I remember when I first discovered that lewd anime-style games were a thing. I was still living at home, and when indulging in some illicit Internet browsing while my parents were out, I discovered that a lot of seriously hot artwork apparently came from games of some sort. At the time, I couldn’t quite picture exactly what sort of game might have these kinds of images — but apparently games like that existed.
Around a similar time, I learned about the existence of “dating sims” on consoles — along with the fact that none of them had ever come west, nor were any likely to come west in the immediate future. I thought the concept sounded intriguing, and I was eager to try them for myself — but I also knew that with precisely zero knowledge of Japanese at the time, I’d likely never be able to enjoy them to their full potential. Eventually I put two and two together; if “dating sims” were a thing, “dating sims with erotic scenes” were probably a thing, too. But would I ever get to try one for myself?
Then True Love ’95 happened. I forget exactly how I came into possession of a copy of it, but it most certainly was not through legitimate means. I believe it was one of many pieces of software that ended up passed around on Zip disks at university; since we were all stuck on dial-up networking in our halls of residence, it became a popular practice to use the university’s high-speed connection to download larger files and pop them on a Zip disk to take home. Inevitably, once someone discovered there were various places you could “acquire” software online, this led to pretty rampant piracy.
While most of us thought very little of it at the time, it was behaviour like ours that actually ended up doing for Otaku Publishing, a small localisation outfit who had been quietly making efforts to bring erotic Japanese games to a western audience. It was Otaku Publishing who brought True Love ’95 to the west — and, in turn, Otaku Publishing who brought many hours of joy and entertainment to lots of us.
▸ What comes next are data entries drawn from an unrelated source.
PR #938, opened 2021-03-24
Signed

ztx-lyghters:


podvornyakva:
Add .yaml extension to file.

ztx-lyghters:
fixed

ztx-lyghters:
@nukeop my signature isn't visible anymore, though .yaml file does exist in __data/singed/_. What happened?

podvornyakva:
Merged to list, probably.

ztx-lyghters:
@podvornyakva I have deleted it after I noticed this problem. There was a message that it can be safely deleted, since it was merged.

> UP: visible again...
Huh? Where exactly?

podvornyakva:
> Huh? Where exactly?

Ahh... I understand what you mean.
Read note:  Sorry, we had to truncate this directory to 1,000 files. 453 entries were omitted from the list. 
Cause your file is at the end of the list, you cant see it. But it viewable in commit.

ztx-lyghters:
> > Huh? Where exactly?
> 
> Ahh... I understand what you mean.
> Read note: Sorry, we had to truncate this directory to 1,000 files. 453 entries were omitted from the list.
> It is a github incapability to show such long list. Cause your file is at the end of the list, you can't see it. But it viewable in commit.
> Instead you can use git clone util and asure that the file is there.

No, this isn't what I meant. My signature isn't showing on THIS page - https://rms-support-letter.github.io
I saw the "trancate" message and I did cloned this repo to check if the .yaml file is still in there, before posting anything. Now read my initial comment about this problem again. I state that .yaml file, in fact, does exist, but my signature is missing (from the site)

ztx-lyghters:
Well, now I'm actually visible. Not sure why, but problem solved, I guess.

PR #999, opened 2021-03-24
Fix yamls

cmd410:
- moved signature yamls from root to `_data/signed`
- removed `<>` in some entries as it is considered a html tag by jekyll
- renamed file that contained non-ascii letter in its name, as it caused errors
- added more clear example


nukeop:
Thanks, I proofread every file but missed some obvious stuff

PR #1059, opened 2021-03-24
Signed

edward-riley:


trufanov-nok:
Hi, plz сheck out the README.md, it seems they want you to create a file with .yaml extension.

PR #1211, opened 2021-03-24
Create AlexanderBasov.yaml

Allexin:


nukeop:
Please only add one link

Allexin:
why?

DOORAK:
> 
> 
> why?

Because link used on main letter page to make signer name clickable, I suppose.

PR #5484, opened 2021-04-01
Update README_IT.md

ostendali:


6r1d:
Hello. Are you sure that linking yourself in a Readme is the best idea? How about someone neutral, like John Smith, but for italian language?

Because everyone who played True Love ’95 absolutely loved True Love ’95.
With that in mind, before I go any further, I should probably apologise to Otaku Publishing for not buying their game. Sorry. I bought a copy on Steam to atone for my sins, even though I can’t get it running at all on Windows 10, and even though Otaku Publishing itself doesn’t exist any more. It’s the least I could do.
But why was True Love ’95 so special? Well, quite simply because it was one of the first — and possibly only — honest-to-goodness dating sims to get localised for a western market. And this wasn’t simply a romance-themed visual novel that got referred to as a dating sim; this was the real deal. It was a game that was as much about time management and building up stats as it was about getting to know a variety of beautiful girls — and those stats were important. Pursuing one of the various love interests in the game wasn’t just a case of selecting the right dialogue choices; you needed to be able to back up your words with actions, or at the very least the ability to take action.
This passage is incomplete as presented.